• [Extracted records]
◆ ◆ ◆ ◆ ◆ ◆ ◆

PR #7531, opened 2026-01-31
Only apply RD range when parsing from_str

Manishearth:
Currently, we have soft per-calendar year ranges (±1M years, ±500K after #7533) that affect per-calendar constructors, and a hard internal RD range that is the minimum range required to support all of the soft ranges.

It is possible to get out of the soft range by e.g. converting dates between calendars. This is by design.

The soft year range works for all of the constructors from codes/etc. However, _string_ constructors work on dates like `1970-01-01[u-ca=islamic-tbla]`, where the date is specified as an ISO date, and annotated as being interpreted in a particular calendar.

This is the primary serialization format for such dates, as specified in IXDTF and Temporal.

Unfortunately, in the current implementation, the ISO year range is applied to this serialization format, regardless of the calendar chosen. If a date is in range for `islamic-tbla`, but out of range for ISO, it cannot be deserialized from its serialized form.

Instead, we should just apply the R.D. range when calling `from_str`. An alternate route is to apply the calendar-specific year range when deserializing from a calendar, however this results in dates that are theoretically possible to construct but will not deserialize.

Based on https://github.com/unicode-org/icu4x/pull/7533

### DIFF
--- a/components/calendar/src/cal/iso.rs
+++ b/components/calendar/src/cal/iso.rs
@@ -5,7 +5,7 @@
 use crate::cal::abstract_gregorian::{
     impl_with_abstract_gregorian, AbstractGregorian, GregorianYears,
 };
-use crate::calendar_arithmetic::ArithmeticDate;
+use crate::calendar_arithmetic::{ArithmeticDate, DateFieldsResolver};
 use crate::error::UnknownEraError;
 use crate::{types, Date, DateError, RangeError};
 use tinystr::tinystr;
@@ -77,6 +77,55 @@ impl Date<Iso> {
             .map(ArithmeticDate::cast)
             .map(IsoDateInner)
             .map(|i| Date::from_raw(i, Iso))
+    }
+
+    /// Construct ISO dates without an ISO year range check
+    ///
+    /// This allows for construction in cases where interchange is needed, e.g. from IXDTF
+    #[cfg(feature = "ixdtf")]
+    pub(crate) fn try_new_iso_without_range_check(
+        year: i32,
+        month: u8,
+        day: u8,
+    ) -> Result<Date<Iso>, RangeError> {
+        use crate::calendar_arithmetic::VALID_RD_RANGE;
+
+        // Month must be 1-12
+        if !(1..=12).contains(&month) {
+            return Err(RangeError {
+                field: "month",
+                value: i32::from(month),
+                min: 1,
+                max: 12,
+            });
+        }
+
+        // Day must be valid for the month and year
+        let days_in_month = AbstractGregorian::<IsoEra>::days_in_provided_month(year, month);
+        if !(1..=days_in_month).contains(&day) {
+            return Err(RangeError {
+                field: "day",
+                value: i32::from(day),
+                min: 1,
+                max: i32::from(days_in_month),
+            });
+        }
+
+        let date = Date::from_raw(
+            IsoDateInner(ArithmeticDate::new_unchecked(year, month, day)),
+            Iso,
+        );
+        let rd = date.to_rata_die();
+        if !VALID_RD_RANGE.contains(&rd) {
+            return Err(RangeError {
+                field: "RataDie",
+                value: rd.to_i64_date() as i32,
+                min: VALID_RD_RANGE.start().to_i64_date() as i32,
+                max: VALID_RD_RANGE.end().to_i64_date() as i32,
+            });
+        }
+        // Construct using new_unchecked, as we are explicitly not checking the year range
+        Ok(date)
     }
 }
 
--- a/components/calendar/src/ixdtf.rs
+++ b/components/calendar/src/ixdtf.rs
@@ -95,7 +95,11 @@ impl<A: AsCalendar> Date<A> {
         calendar: A,
     ) -> Result<Self, ParseError> {
         let date_record = ixdtf_record.date.ok_or(ParseError::MissingFields)?;
-        let iso = Date::try_new_iso(date_record.year, date_record.month, date_record.day)?;
+        let iso = Date::try_new_iso_without_range_check(
+            date_record.year,
+            date_record.month,
+            date_record.day,
+        )?;
 
         if let Some(ixdtf_calendar) = ixdtf_record.calendar {
             if let Some(expected_calendar) = calendar.as_calendar().calendar_algorithm() {
@@ -114,5 +118,39 @@ impl<A: AsCalendar> Date<A> {
             }
         }
         Ok(iso.to_calendar(calendar))
+    }
+}
+#[cfg(test)]
+mod tests {
+    use super::*;
+    use crate::cal::{Hijri, HijriTabularEpoch, HijriTabularLeapYears};
+
+    #[test]
+    fn test_parse_out_of_iso_year_range() {
+        // This test ensures that dates with large years, representable in a calendar
+        // like Islamic-tabular, can roundtrip through the IXDTF string format.
+        // It specifically verifies that the `Date::try_new_iso_without_range_check`
+        // function, used internally for IXDTF parsing, does not perform ISO year
+        // range validity checks (e.g., against VALID_YEAR_RANGE).
+
+        // Double check that +501000-01-01 is outside of the valid year range for ISO
+        assert!(Date::try_new_iso(501000, 1, 1).is_err());
+
+        // This date is within the RD range but outside of ISO's valid year range
+        // as verified above. It should parse.
+        //
+        // We picked Hijri here since Hijri lunar years are *much* shorter than solar years
+        // and the difference is more stark.
+        let valid_date_string = "+501000-01-01[u-ca=islamic-tbla]";
+        let calendar =
+            Hijri::new_tabular(HijriTabularLeapYears::TypeII, HijriTabularEpoch::Thursday);
+
+        Date::try_from_str(valid_date_string, calendar)
+            .expect("Should parse date string successfully");
+
+        // This date is outside of the valid year range, and should fail to parse
+        let invalid_date_string = "+501912-01-01[u-ca=islamic-tbla]";
+
+        Date::try_from_str(invalid_date_string, calendar).expect_err("Should be out of range");
     }
 }


Manishearth:
Needs https://github.com/unicode-org/icu4x/pull/7533 to land first.

robertbastian:
I don't see what the actual issue you're trying to fix is. The test you have written could be written with the current ranges as well.

It *looks* like you're trying to align IXDTF parsing to the constructor-documented year ranges. I don't think those should be aligned, we arbitrarily chose the constructor year ranges so that they are easy to document for the constructors. They are not invariants of the `Date` type. All valid IXDTF strings, i.e. up to 6 digit years, are representable under the RD invariant.

Manishearth:
Sorry, the PR description is from when this was still a draft, so it doesn't describe what this PR does, it describes why this PR doesn't work :) That's fixed now that I wrote https://github.com/unicode-org/icu4x/pull/7533

I updated the PR description.

> It looks like you're trying to align IXDTF parsing to the constructor-documented year ranges.

No, I'm aligning it to the RD range, which is an internal invariant of the Date type.

> I don't think those should be aligned, we arbitrarily chose the constructor year ranges so that they are easy to document for the constructors. 

I agree that IXDTF parsing should not be aligned with constructor documented year ranges, and I'm glad to hear you feel the same.

Currently the _ISO year range_ is applied to `try_from_str` regardless of the calendar, which violates that in a very confusing way. That's the impetus behind this entire change, it is silly for the ISO year range to crop up when doing calendar specific operations. It makes a _little_ sense because the serialization format is ISO, but not really.

components/calendar/src/cal/iso.rs
```diff
@@ -78,6 +78,55 @@ impl Date<Iso> {
...
+
+        // Month must be 1-12
+        if !(1..=12).contains(&month) {
+            return Err(RangeError {
+                field: "month",
+                value: i32::from(month),
+                min: 1,
+                max: 12,
+            });
+        }
```
robertbastian, line 101:
```suggestion
        range_check(month, "month", 1..=12)?;
```

components/calendar/src/cal/iso.rs
```diff
@@ -78,6 +78,55 @@ impl Date<Iso> {
...
+        // Day must be valid for the month and year
+        let days_in_month = AbstractGregorian::<IsoEra>::days_in_provided_month(year, month);
+        if !(1..=days_in_month).contains(&day) {
+            return Err(RangeError {
+                field: "day",
+                value: i32::from(day),
+                min: 1,
+                max: i32::from(days_in_month),
+            });
+        }
```
robertbastian, line 112:
```suggestion
       range_check(day, "day", 1..=AbstractGregorian::<IsoEra>::days_in_provided_month(year, month))?;
```

components/calendar/src/cal/iso.rs
```diff
@@ -78,6 +78,55 @@ impl Date<Iso> {
...
+        );
+        let rd = date.to_rata_die();
+        if !VALID_RD_RANGE.contains(&rd) {
+            return Err(RangeError {
+                field: "RataDie",
+                value: rd.to_i64_date() as i32,
+                min: VALID_RD_RANGE.start().to_i64_date() as i32,
+                max: VALID_RD_RANGE.end().to_i64_date() as i32,
+            });
+        }
```
robertbastian, line 126: I don't think it makes sense to throw a range error over RD, this is not actionable for callers.

Given that IXDTF is written as Gregorian dates, I'm tempted to restrict it to the same range as `Date::try_new_gregorian` after all

components/calendar/src/cal/iso.rs
```diff
@@ -78,6 +78,55 @@ impl Date<Iso> {
             .map(IsoDateInner)
             .map(|i| Date::from_raw(i, Iso))
     }
+
+    /// Construct ISO dates without an ISO year range check
+    ///
+    /// This allows for construction in cases where interchange is needed, e.g. from IXDTF
+    #[cfg(feature = "ixdtf")]
+    pub(crate) fn try_new_iso_without_range_check(
```
robertbastian, line 86: please inline this to the IXDTF parser, it will make it easier to reason about error cases

components/calendar/src/cal/iso.rs
```diff
@@ -78,6 +78,55 @@ impl Date<Iso> {
...
+        year: i32,
+        month: u8,
+        day: u8,
+    ) -> Result<Date<Iso>, RangeError> {
+        use crate::calendar_arithmetic::VALID_RD_RANGE;
+
+        // Month must be 1-12
+        if !(1..=12).contains(&month) {
```
robertbastian, line 94: The IXDTF parser already returns a `ParseError` here:

https://github.com/unicode-org/icu4x/blob/50912ea1d660faded388fd77dd5db87c98774554/utils/ixdtf/src/parsers/datetime.rs#L294

components/calendar/src/cal/iso.rs
```diff
@@ -78,6 +78,55 @@ impl Date<Iso> {
...
+                field: "month",
+                value: i32::from(month),
+                min: 1,
+                max: 12,
+            });
+        }
+
+        // Day must be valid for the month and year
+        let days_in_month = AbstractGregorian::<IsoEra>::days_in_provided_month(year, month);
+        if !(1..=days_in_month).contains(&day) {
```
robertbastian, line 105: The IXDTF parser already returns a `ParseError` here:
https://github.com/unicode-org/icu4x/blob/50912ea1d660faded388fd77dd5db87c98774554/utils/ixdtf/src/parsers/datetime.rs#L226

components/calendar/src/ixdtf.rs
```diff
@@ -116,3 +120,37 @@ impl<A: AsCalendar> Date<A> {
...
 }
+#[cfg(test)]
+mod tests {
+    use super::*;
+    use crate::cal::{Hijri, HijriTabularEpoch, HijriTabularLeapYears};
+
+    #[test]
+    fn test_parse_out_of_iso_year_range() {
+        // This test ensures that dates with large years, representable in a calendar
+        // like Islamic-tabular, can roundtrip through the IXDTF string format.
```
robertbastian, line 131: there is no round-tripping going on in this test

components/calendar/src/cal/iso.rs
```diff
@@ -78,6 +78,55 @@ impl Date<Iso> {
...
+                max: i32::from(days_in_month),
+            });
+        }
+
+        let date = Date::from_raw(
+            IsoDateInner(ArithmeticDate::new_unchecked(year, month, day)),
+            Iso,
+        );
+        let rd = date.to_rata_die();
+        if !VALID_RD_RANGE.contains(&rd) {
```
robertbastian, line 119: so if you don't change the year range to 500000 (and update the RD range to stay tight), you don't need this check. The IXDTF parser allows at most 999999, which is within the RD range.

Manishearth:
> I agree with the second commit, but not with the first.
> 
> I think what you're trying to do here is:
> 
> * you're tightening the year range, because
> * you're tightening the RD range, because
> * you want to add IXDTF serialization in the future, and that requires an RD range smaller than -999999-01-01..999999-12-31
> 
> Is that accurate? The explanations/justifications I've seen all seem backward


No, that's not accurate. We already have IXDTF  here, there's no "future" thing here. IXDTF as a serialization format is specced by Temporal. We don't have serde impls but it is philosophically a serialization format and we should support it in a non-buggy way.

My path on this issue is that I was investigating our date ranges for https://github.com/unicode-org/icu4x/issues/7207, and realized that the current impl applies the ISO year range for `try_from_str`, which seemed silly to me.

I went to fix it (this PR), and realized that it was untestable because our RD range is not actually parseable. This I consider to be a bigger bug, so I went ahead and proposed a fix to that and based this PR on top of it.

There are multiple ways of doing the first commit, we should discuss that on the other issue. The first commit does not drive this one.

My core motivator here is I do not want any of our dates to be non-serializable.

robertbastian:
> realized that it was untestable because our RD range is not actually parseable

It's "untestable" because there is currently no bug. Currently every valid IXDTF string is a valid `Date`. With this change, you are turning some IXDTF strings into errors. I don't see the point of that.

> realized that the current impl applies the ISO year range for try_from_str, which seemed silly to me.

It's silly that it checks it, because the parser already guarantees that we're in range. Let's just remove the checks and replace them by a comment.

robertbastian:
#7545

Manishearth:
> It's "untestable" because there is currently no bug.

Yes, but there's the underlying bug that all of our valid dates are not roundtrippable through IXDTF.

Again, I noticed what I seemed to be a bug in the code, and while attempting to test it, discovered what I considered to be a _worse_ bug, fixed it, and then fixed the original bug.

You're right that the bug this fixes is not present in the current code, but it is not present due to what I consider to be a worse bug.

robertbastian:
> You're right that the bug this fixes is not present in the current code, but it is not present due to what I consider to be a worse bug.

Let's do this one step at a time then, with clear justifications for each step.

You keep talking about round tripping, and I keep saying we don't have IXDTF serialization.

Manishearth:
> Let's do this one step at a time then, with clear justifications for each step.

I am? I made two PRs, one depending on the other? That's ... how that works.

I'm frustrating with your insistence on debating this PR outside of the context of the PR it is based on. It's based on another PR. That's how that works. Yes, this "fix" is not necessary in the current code. I discovered that via a somewhat circituous route, but before anyone saw these PRs I set them up to depend on each other in that way.

It's a waste of time to try and debate the merits of this PR while assuming hte other one won't land. That's not what this PR was written for, and I agree that without the other PR we shouldn't land this. 

> You keep talking about round tripping, and I keep saying we don't have IXDTF serialization.

Huh, you're right. We only have deserialization, it is [temporal_rs which implements serialization](https://docs.rs/temporal_rs/latest/temporal_rs/struct.PlainDate.html#method.to_ixdtf_string).

That's fair, I crossed my wires between the two codebases in understanding what we do and don't have.

We _probably_ should support IXTDF serialization, though.

sffc:
I'm removing myself from reviewer because I don't want to spend time reviewing things that we might revert or change again once we decide on the policy.

PR #7533, opened 2026-01-31
Reduce year validity range to 500,000

Manishearth:
We discovered that 7-digit years do not work in IXDTF. Reducing to 500k, instead, which has a decent buffer between the Temporal lower bound and the IXDTF upper bound.

900k would also probably be acceptable if we want to reduce slowly.

### DIFF
--- a/components/calendar/src/calendar_arithmetic.rs
+++ b/components/calendar/src/calendar_arithmetic.rs
@@ -19,7 +19,18 @@ use core::hash::{Hash, Hasher};
 use core::ops::RangeInclusive;
 
 /// This is checked by constructors. Internally we don't care about this invariant.
-pub const VALID_YEAR_RANGE: RangeInclusive<i32> = -1_000_000..=1_000_000;
+///
+/// The values selected here affect `VALID_RD_RANGE`, which we do care about internally.
+/// If changing this, this should be changed first, and then `test_validity_ranges` can
+/// be used to figure out the new RD range.
+///
+/// Some things to consider when changing this:
+///
+/// - Temporal's IXDTF only supports up to 6-digit years (ISO 8601 requires expanded years to
+///   specify a digit count, Temporal [specifies](https://tc39.es/proposal-temporal/#sec-temporal-iso8601grammar)
+///   it as six digits)
+/// - The Temporal range is 271821-04-20 to +275760-09-13.
+pub const VALID_YEAR_RANGE: RangeInclusive<i32> = -500_000..=500_000;
 
 /// This is a fundamental invariant of `ArithmeticDate` and by extension all our
 /// date types. Because this range slightly exceeds the [`VALID_YEAR_RANGE`], only
@@ -27,8 +38,10 @@ pub const VALID_YEAR_RANGE: RangeInclusive<i32> = -1_000_000..=1_000_000;
 /// constructor actually uses this, but for clamping instead of erroring.
 // This range is the tightest possible range that includes all valid years for all
 // calendars, this is asserted in [`test_validity_ranges`].
+//
+// This range is -505503-04-10 to 501911-12-31
 pub const VALID_RD_RANGE: RangeInclusive<RataDie> =
-    RataDie::new(-367256444)..=RataDie::new(365940477);
+    RataDie::new(-184631444)..=RataDie::new(183319227);
 
 // Invariant: VALID_RD_RANGE contains the date
 #[derive(Debug)]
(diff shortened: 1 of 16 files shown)


Manishearth:
So, looking deeper into this, it's interesting.

Temporal [specifies it as 4 digits, or 6 digits with a sign](https://tc39.es/proposal-temporal/#prod-DateYear). This is what we implement. This matches [older JS-spec requirements](https://tc39.es/ecma262/#sec-expanded-years).

Temporal describes its spec as [basically being an ISO 8601/RFC 9557 hybrid](https://tc39.es/proposal-temporal/#sec-temporal-iso8601grammar). There's some discussion about this [here](https://github.com/tc39/proposal-temporal/issues/2843#issuecomment-2118555765).

-------


[ISO 8601](https://www.loc.gov/standards/datetime/iso-tc154-wg5_n0038_iso_wd_8601-1_2016-02-16.pdf) has a concept of "expanded representations"

> If, by agreement, expanded representations are used, the formats shall be as specified below. The interchange parties shall agree the additional number of digits in the time element year. In the examples below it has been agreed to expand the time element year with two digits

Basically, you can use + or - before a year to say it is "expanded", and then "expanded" years MUST have a fixed number of digits (if it's 6, you specify a 5-digit year with a leading `+0`, etc).

IXDTF ([RFC 9557](https://datatracker.ietf.org/doc/rfc9557/), building on [RFC 3339](https://datatracker.ietf.org/doc/html/rfc3339)) itself doesn't specify anything about expanded years, though it does basically say it's building on ISO 8601 as a profile for it.

-------

So, this is a Temporal spec thing, which is conformant to but not specified by ISO 8601. Our ixdtf parser implements the Temporal variant.

components/calendar/src/calendar_arithmetic.rs
```diff
@@ -19,16 +19,29 @@ use core::hash::{Hash, Hasher};
...
+///
+/// The values selected here affect `VALID_RD_RANGE`, which we do care about internally.
+/// If changing this, this should be changed first, and then `test_validity_ranges` can
+/// be used to figure out the new RD range.
+///
+/// Some things to consider when changing this:
+///
+/// - Temporal's IXDTF only supports up to 6-digit years (ISO 8601 requires expanded years to
+///   specify a digit count, Temporal [specifies](https://tc39.es/proposal-temporal/#sec-temporal-iso8601grammar)
+///   it as six digits)
```
robertbastian, line 31: I don't think this is relevant to our internal range. The string range *can* be smaller than what we can represent.

Manishearth: This is listed under "some things to consider". It is relevant, and should absolutely be considered. We are actively considering it now.

If someone wishes to change these limits again they can consider it again. I don't see why this should not be left around as a breadcrumbs.

Manishearth:
> Ok. But this still doesn't required our non-IXDTF Date constructors to be limited to 500'000 years.

The IXDTF string is the reliable serialization format for all of our dates. I think it's an important property that we can actually serialize all of our dates.

The 100000 limit was arbitrarily chosen as "larger than Temporal". This is also arbitrarily chosen but it maintains more properties. That seems good to me. If we support a date we should support as many operations as possible.

------


If I had my druthers we would actually have extremely narrow date ranges for most calendars. We should not have had to spend so much time in ICU4X and Temporal debating what the behavior of the Chinese calendar outside of our data range should be: the calendar should just _end_ there. But choices made in Temporal forced our hand here.

So while we support them, I think these dates are basically pointless and "reducing the range" has no downside (given that these are pointless) provided we don't reduce past the Temporal range.

sffc:
We should always roundtrip through the string constructors because they are for serialization. If the string constructors have an upper year limit, then we should keep all Dates within that upper limit.

components/calendar/src/calendar_arithmetic.rs
robertbastian: This whole PR seems to be motivated by us having IXDTF *serialization*. We don't have IXDTF serialization, and there's no open issue for adding it. Is this something we're actually planning?

sffc:
> If IXDTF supports 6-digit years, we should as well. A limit of 500000 only supports half of them, so we should set the limit at 999999

This is a departure from the previous strategy of setting the limit based on calendar years. We can't set a limit of 999999 because it is possible to create dates in calendars like ROC and Julian that map to ISO years greater than that. It is exactly what this PR is trying to fix.

sffc:
Alternatively, although it would be a departure from the current strategy, I would be okay setting the calendar year limits at +/- 500,000 and the RD limits at -999999-01-01 to +999999-12-31.

robertbastian:
I think we need to have a holistic discussion around the ranges, including arithmetic. I don't think this PR should be merged in any shape until we have figured that out.

> I would be okay setting the calendar year limits at +/- 500,000 and the RD limits at -999999-01-01 to +999999-12-31.

Again, this is only required for IXDTF *serialization*. We don't have IXDTF serialization.

Manishearth:
> Alternatively, although it would be a departure from the current strategy, I would be okay setting the calendar year limits at +/- 500,000 and the RD limits at -999999-01-01 to +999999-12-31.

Yeah, not a fan, because I think that the model we have settled on with soft year ranges and a hard RD range is a really nice one.



> If IXDTF supports 6-digit years, we should as well. A limit of 500000 only supports half of them, so we should set the limit at 999999

Temporal's IXDTF variant supports 6 digit years, and it only supports them to ±270000. IXDTF and ISO in general, as mentioned, don't specifically provide a number for this.

I think "ICU4X can deserialize dates it serializes" plus "ICU4X can deserialize and support all Temporal dates" are sufficient properties here. I do not think "ICU4X can deserialize all dates supported by the grammar it parses" is a useful property since nobody is producing those.

I think this is the best route especially when you factor in Temporal client needs.

sffc:
> > Alternatively, although it would be a departure from the current strategy, I would be okay setting the calendar year limits at +/- 500,000 and the RD limits at -999999-01-01 to +999999-12-31.
> 
> Yeah, not a fan, because I think that the model we have settled on with soft year ranges and a hard RD range is a really nice one.

Hm? This retains soft year range and hard RD range, just changes the way the RD range is derived.

Manishearth:
Hmmm, I guess so? I kind of like that the hard range is "tight".

Manishearth:
I am warming up to the idea of a wider RD range. I think if we set the RD range to all parseable Temporal dates, and then update https://github.com/unicode-org/icu4x/pull/7545/ to check the RD range.

A thing that helped change my mind is that my current plan requires #7531 to introduce a "field: RataDie" for the range error, which is kind of ugly and confusing. Whereas if our RD range is all dates parseable by the `ixdtf` crate[^1], then we can just treat this as a `field: year` error since the bounds in ISO will be pure year bounds.

I still _like_ Robert's `validity_range` test and how it checks for tightness. But I'm okay giving that up.

 [^1]: Which, as I've said before, is an arbitrary range obtained from an implementation of _part_ of Temporal. It's an artifact of how we have organized our software.

Manishearth:
New plan: https://github.com/unicode-org/icu4x/issues/7076#issuecomment-3879635822

PR #7537, opened 2026-02-02
`enum_keyword!` and `struct_keyword!` are not actually public API

robertbastian:


Manishearth:
It is public API?

https://unicode-org.github.io/icu4x/rustdoc/icu_locale_core/preferences/extensions/unicode/macro.struct_keyword.html


And released: https://docs.rs/icu_locale_core/latest/icu_locale_core/preferences/extensions/unicode/macro.struct_keyword.html

maybe it should not be? We could hide it as a legacy API that was exposed by mistake if that is our decision.

robertbastian:
I checked in the metacrate and it's not there 🤦 

https://unicode-org.github.io/icu4x/rustdoc/icu/locale/preferences/extensions/unicode/index.html

Manishearth:
macros, macros, macros :upside_down_face:

robertbastian:
do we need to reexport in the meta crate with `#[macro_use]`?

Manishearth:
Yeah, probably. This may also just be a rust bug.

PR #7540, opened 2026-02-02
Avoid tagging Hangul syllable in collation data

### LINKED ISSUE #6856: Investigate why collation tailorings for languages whose characters stay < U+1000 get highStart = 0xd800
If you do `rg 'highStart = 0xd800' -t toml` in the icuexportdata directory, you find just about every non-search collation tailoring for languages whose characters are supposed to stay below U+1000.

This is bad, because it means that in the case of small tries (which make sense for these tailorings) fallback to root for characters in the U+1000 to U+D7FF range becomes unnecessarily slow. Ideally, `highStart` for these languages would be no higher than `0x1000` in which case the fallback would never take the slowest path.

`highStart = 0xd800` suggests that the collation tailoring builder either assigns a special value to the reserved character immediately before the surrogate range (or, less likely, unconditionally hoists the whole Hangul Jamo Extended-B block to tailoring).

Figure out what's going on and whether the collation builder could be made not to do this without breaking anything.

hsivonen:
Hangul syllables are already tagged in normalization data.

This makes various collation tailorings smaller and the fallback to root faster.

Closes #6856

(This depends on #7539, so chances are that tests fail until that PR lands to `main` and `main` is merged into this branch.)

## Changelog

icu_collator: (Optimization) Avoid tagging Hangul syllable in collation data

### DIFF
--- a/provider/source/src/collator/mod.rs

◆ ◆ ◆ ◆ ◆ ◆ ◆

• [WORK REQUIRED] From the entries above, copy each line that holds "going".

• [ANSWER TO THIS PROBLEM]
robertbastian, line 131: there is no round-tripping going on in this test
Figure out what's going on and whether the collation builder could be made not to do this without breaking anything.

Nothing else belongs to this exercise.